[Stored data]
◆ ◆ ◆ ◆ ◆ ◆ ◆
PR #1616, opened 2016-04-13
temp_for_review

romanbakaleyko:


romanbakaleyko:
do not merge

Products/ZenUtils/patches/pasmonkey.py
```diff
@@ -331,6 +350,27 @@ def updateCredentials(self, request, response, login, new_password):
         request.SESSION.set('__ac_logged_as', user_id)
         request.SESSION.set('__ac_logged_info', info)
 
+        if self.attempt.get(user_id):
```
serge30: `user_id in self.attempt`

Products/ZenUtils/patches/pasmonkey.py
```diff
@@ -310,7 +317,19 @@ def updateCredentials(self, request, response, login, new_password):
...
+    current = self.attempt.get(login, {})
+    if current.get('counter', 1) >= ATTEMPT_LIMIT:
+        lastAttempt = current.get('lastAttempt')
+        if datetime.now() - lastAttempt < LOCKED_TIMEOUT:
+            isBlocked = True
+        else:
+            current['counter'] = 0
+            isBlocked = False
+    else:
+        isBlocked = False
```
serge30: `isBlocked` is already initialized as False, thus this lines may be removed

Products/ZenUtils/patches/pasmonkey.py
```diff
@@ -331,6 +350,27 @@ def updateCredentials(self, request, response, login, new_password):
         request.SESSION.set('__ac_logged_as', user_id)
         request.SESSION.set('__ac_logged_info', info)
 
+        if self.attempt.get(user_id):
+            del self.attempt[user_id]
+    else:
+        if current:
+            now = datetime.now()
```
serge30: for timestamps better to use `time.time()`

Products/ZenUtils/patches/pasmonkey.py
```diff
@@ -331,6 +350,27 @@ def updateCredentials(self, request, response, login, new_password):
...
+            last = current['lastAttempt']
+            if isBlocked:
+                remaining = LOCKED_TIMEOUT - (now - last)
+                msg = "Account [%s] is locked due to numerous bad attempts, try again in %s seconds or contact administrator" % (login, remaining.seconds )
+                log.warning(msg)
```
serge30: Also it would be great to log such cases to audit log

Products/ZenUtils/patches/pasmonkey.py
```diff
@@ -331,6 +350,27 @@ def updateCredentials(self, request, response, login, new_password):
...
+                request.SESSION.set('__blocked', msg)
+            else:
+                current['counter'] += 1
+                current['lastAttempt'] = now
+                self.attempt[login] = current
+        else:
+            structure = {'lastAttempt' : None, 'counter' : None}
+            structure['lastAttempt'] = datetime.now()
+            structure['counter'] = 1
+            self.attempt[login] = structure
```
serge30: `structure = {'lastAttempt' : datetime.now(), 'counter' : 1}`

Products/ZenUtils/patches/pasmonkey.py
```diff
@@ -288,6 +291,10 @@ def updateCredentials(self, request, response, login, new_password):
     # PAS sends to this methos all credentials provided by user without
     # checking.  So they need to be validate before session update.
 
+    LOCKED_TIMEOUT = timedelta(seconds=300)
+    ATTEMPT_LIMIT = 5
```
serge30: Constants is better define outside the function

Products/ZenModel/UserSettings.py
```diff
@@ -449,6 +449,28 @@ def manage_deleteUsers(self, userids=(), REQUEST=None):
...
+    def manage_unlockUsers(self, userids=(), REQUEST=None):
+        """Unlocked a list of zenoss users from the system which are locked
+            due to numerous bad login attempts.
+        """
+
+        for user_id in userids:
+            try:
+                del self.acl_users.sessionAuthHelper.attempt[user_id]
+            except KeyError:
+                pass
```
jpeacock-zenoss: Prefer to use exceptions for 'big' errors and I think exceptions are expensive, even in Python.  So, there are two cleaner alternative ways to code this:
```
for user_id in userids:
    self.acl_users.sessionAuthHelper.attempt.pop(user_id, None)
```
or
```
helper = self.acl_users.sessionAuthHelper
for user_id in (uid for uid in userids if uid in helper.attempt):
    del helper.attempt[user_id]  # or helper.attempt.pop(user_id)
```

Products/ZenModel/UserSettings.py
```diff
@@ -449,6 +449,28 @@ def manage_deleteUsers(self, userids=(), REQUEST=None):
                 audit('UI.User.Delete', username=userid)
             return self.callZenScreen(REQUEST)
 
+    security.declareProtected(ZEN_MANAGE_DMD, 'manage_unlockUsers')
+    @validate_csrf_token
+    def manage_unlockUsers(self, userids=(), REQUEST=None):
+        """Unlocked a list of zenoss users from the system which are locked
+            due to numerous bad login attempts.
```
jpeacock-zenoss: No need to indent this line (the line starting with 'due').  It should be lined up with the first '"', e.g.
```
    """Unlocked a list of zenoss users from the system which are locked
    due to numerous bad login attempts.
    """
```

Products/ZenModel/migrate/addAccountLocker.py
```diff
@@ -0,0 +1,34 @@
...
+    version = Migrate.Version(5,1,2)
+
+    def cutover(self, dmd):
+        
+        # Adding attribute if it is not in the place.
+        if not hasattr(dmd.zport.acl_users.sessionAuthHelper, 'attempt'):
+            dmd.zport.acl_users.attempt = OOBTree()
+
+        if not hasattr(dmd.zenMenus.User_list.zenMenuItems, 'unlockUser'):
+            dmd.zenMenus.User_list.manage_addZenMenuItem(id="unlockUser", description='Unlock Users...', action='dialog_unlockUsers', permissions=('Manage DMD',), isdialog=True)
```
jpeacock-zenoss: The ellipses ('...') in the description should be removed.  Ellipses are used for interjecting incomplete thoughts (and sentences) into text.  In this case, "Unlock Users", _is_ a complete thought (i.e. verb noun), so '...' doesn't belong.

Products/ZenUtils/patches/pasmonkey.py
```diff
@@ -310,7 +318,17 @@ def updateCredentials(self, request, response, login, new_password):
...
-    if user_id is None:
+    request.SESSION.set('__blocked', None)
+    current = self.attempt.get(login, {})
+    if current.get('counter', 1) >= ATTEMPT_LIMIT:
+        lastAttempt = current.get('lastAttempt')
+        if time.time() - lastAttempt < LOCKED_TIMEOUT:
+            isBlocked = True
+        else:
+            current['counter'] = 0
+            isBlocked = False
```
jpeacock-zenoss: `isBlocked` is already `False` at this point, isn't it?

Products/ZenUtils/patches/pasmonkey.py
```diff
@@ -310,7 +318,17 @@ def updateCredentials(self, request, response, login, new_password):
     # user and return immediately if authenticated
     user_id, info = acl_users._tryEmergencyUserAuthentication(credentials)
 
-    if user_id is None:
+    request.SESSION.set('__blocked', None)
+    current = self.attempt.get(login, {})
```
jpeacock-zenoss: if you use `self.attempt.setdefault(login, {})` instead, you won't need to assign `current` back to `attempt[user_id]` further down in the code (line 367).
◆ ◆ ◆ ◆ ◆ ◆ ◆
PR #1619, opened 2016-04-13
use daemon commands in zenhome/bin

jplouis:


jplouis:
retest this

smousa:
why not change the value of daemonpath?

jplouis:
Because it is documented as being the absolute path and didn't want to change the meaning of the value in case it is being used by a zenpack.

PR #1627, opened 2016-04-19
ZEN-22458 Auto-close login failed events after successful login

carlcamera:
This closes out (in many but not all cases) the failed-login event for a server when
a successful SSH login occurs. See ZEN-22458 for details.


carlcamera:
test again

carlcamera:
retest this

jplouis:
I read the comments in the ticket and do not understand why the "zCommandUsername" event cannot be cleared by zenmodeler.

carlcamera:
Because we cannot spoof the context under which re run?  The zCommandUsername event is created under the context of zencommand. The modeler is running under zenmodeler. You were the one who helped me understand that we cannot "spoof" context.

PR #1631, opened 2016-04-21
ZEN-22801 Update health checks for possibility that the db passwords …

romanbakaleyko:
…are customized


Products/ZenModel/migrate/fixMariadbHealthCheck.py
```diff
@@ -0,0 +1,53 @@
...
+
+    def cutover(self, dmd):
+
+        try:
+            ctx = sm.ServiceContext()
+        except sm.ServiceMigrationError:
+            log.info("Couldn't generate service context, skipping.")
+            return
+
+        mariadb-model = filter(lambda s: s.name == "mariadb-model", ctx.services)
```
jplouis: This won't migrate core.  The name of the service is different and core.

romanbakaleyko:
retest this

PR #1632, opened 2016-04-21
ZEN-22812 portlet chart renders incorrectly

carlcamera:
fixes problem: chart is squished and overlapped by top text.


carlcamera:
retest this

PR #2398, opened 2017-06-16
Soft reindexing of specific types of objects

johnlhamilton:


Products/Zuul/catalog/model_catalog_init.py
◆ ◆ ◆ ◆ ◆ ◆ ◆
ABOUT THIS EXERCISE:
The lines of the records that contain the string "audit" should be located and copied.

RESULT OF THIS TASK:
serge30: Also it would be great to log such cases to audit log
                 audit('UI.User.Delete', username=userid)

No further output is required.